[Stored data entries]
————————
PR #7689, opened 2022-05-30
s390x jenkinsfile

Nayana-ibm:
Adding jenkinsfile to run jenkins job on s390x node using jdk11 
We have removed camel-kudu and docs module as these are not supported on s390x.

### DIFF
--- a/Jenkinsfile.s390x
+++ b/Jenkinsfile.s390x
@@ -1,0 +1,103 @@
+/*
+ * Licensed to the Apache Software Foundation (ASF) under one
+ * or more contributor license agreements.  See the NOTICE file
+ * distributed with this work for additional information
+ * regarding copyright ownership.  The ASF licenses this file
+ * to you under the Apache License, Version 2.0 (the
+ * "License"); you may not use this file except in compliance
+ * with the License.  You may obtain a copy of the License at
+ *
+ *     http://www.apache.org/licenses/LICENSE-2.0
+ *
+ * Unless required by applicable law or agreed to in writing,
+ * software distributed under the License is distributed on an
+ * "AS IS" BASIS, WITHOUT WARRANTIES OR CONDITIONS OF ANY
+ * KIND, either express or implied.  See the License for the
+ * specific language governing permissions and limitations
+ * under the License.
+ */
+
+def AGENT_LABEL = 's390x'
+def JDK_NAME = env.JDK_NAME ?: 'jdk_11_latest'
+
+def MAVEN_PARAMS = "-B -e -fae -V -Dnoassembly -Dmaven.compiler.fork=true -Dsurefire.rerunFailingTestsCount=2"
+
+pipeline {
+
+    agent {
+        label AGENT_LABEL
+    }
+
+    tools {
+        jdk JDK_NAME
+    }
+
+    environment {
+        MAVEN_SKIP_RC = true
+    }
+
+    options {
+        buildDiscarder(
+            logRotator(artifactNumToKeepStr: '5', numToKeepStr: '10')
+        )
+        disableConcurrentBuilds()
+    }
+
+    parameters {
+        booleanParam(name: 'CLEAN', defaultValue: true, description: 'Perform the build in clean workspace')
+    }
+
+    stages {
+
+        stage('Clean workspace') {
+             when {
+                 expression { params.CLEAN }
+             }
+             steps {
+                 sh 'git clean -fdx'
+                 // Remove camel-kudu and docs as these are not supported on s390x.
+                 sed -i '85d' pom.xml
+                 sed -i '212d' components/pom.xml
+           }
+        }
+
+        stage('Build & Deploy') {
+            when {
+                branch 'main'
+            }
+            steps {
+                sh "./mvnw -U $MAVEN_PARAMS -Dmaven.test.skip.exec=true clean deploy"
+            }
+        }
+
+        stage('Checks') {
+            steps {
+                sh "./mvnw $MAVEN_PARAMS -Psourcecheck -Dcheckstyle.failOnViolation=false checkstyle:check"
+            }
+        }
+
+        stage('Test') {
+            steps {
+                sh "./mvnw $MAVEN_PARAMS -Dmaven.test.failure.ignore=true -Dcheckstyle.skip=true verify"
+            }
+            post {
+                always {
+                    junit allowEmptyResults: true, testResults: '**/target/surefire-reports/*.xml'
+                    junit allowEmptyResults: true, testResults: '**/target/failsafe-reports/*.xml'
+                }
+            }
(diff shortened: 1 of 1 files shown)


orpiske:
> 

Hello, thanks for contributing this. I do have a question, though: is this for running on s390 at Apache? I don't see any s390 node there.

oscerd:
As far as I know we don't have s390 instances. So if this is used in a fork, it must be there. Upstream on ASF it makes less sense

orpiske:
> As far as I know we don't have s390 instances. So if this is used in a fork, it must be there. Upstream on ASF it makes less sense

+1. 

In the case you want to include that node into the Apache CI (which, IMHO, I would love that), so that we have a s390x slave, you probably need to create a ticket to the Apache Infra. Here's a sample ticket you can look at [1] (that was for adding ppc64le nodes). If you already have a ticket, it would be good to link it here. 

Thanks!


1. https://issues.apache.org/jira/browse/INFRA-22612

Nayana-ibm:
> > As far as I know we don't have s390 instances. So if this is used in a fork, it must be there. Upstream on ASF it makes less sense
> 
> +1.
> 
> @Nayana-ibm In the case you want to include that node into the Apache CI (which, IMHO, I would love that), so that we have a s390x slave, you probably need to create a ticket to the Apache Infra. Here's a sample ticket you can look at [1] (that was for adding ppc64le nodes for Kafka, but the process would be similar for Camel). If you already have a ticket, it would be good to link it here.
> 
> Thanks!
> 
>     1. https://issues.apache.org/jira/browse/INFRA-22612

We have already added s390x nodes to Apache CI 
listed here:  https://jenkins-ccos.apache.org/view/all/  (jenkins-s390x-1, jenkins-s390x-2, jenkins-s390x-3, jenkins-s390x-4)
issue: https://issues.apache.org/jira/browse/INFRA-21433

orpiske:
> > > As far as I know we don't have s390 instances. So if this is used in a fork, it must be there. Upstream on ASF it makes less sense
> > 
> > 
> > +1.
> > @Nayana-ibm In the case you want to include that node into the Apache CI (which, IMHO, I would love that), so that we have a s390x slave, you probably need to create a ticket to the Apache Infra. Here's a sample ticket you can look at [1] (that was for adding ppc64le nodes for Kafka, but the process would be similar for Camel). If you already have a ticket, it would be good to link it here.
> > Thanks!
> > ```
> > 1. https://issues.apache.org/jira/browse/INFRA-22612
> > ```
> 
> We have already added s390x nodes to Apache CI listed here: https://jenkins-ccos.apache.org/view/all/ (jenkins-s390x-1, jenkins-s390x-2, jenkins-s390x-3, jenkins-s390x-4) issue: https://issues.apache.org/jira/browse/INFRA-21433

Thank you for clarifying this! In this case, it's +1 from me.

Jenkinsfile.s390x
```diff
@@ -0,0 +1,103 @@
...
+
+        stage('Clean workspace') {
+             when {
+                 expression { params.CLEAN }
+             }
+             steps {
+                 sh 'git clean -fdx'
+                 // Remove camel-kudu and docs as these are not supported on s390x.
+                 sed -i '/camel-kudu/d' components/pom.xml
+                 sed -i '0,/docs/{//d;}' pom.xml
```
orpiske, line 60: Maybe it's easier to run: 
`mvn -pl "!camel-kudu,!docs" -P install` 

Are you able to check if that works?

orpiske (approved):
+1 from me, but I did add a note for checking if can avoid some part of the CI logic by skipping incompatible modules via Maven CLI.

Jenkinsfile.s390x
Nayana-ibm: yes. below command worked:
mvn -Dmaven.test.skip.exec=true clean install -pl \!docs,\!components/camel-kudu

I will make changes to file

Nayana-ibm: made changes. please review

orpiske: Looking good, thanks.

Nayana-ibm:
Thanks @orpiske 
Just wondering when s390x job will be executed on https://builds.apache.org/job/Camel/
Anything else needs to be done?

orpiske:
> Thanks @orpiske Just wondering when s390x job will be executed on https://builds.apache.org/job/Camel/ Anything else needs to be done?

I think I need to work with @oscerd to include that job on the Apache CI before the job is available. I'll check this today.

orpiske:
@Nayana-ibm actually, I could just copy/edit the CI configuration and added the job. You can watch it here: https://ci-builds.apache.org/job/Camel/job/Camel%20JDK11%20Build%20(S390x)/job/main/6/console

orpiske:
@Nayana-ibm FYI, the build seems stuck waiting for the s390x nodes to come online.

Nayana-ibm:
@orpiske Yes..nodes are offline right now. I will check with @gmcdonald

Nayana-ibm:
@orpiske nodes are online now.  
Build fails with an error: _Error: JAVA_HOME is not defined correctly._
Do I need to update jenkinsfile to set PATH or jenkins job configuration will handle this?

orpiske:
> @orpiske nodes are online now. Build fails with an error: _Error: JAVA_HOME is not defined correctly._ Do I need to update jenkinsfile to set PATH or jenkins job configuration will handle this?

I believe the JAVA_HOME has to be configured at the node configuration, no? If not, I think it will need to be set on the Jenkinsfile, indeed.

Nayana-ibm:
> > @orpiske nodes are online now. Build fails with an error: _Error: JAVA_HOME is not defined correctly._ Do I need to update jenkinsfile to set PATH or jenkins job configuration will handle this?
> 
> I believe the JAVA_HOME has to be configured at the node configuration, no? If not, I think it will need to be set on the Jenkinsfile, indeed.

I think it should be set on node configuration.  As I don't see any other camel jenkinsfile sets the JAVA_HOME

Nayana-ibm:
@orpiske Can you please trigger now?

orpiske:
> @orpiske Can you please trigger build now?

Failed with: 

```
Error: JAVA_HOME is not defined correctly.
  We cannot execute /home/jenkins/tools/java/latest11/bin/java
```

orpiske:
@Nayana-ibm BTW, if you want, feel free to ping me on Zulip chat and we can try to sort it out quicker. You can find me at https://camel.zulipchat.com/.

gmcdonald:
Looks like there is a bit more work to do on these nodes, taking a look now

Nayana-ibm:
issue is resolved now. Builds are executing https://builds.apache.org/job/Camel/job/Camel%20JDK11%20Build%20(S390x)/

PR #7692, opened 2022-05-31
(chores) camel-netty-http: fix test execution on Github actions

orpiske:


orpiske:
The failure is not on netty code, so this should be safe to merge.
————————
EXERCISE DETAILS.
All lines from the top of the data through the line containing "CONDITIONS OF ANY" need to be retyped exactly, and nothing more.

THE COMPLETED TASK.
PR #7689, opened 2022-05-30
s390x jenkinsfile

Nayana-ibm:
Adding jenkinsfile to run jenkins job on s390x node using jdk11 
We have removed camel-kudu and docs module as these are not supported on s390x.

### DIFF
--- a/Jenkinsfile.s390x
+++ b/Jenkinsfile.s390x
@@ -1,0 +1,103 @@
+/*
+ * Licensed to the Apache Software Foundation (ASF) under one
+ * or more contributor license agreements.  See the NOTICE file
+ * distributed with this work for additional information
+ * regarding copyright ownership.  The ASF licenses this file
+ * to you under the Apache License, Version 2.0 (the
+ * "License"); you may not use this file except in compliance
+ * with the License.  You may obtain a copy of the License at
+ *
+ *     http://www.apache.org/licenses/LICENSE-2.0
+ *
+ * Unless required by applicable law or agreed to in writing,
+ * software distributed under the License is distributed on an
+ * "AS IS" BASIS, WITHOUT WARRANTIES OR CONDITIONS OF ANY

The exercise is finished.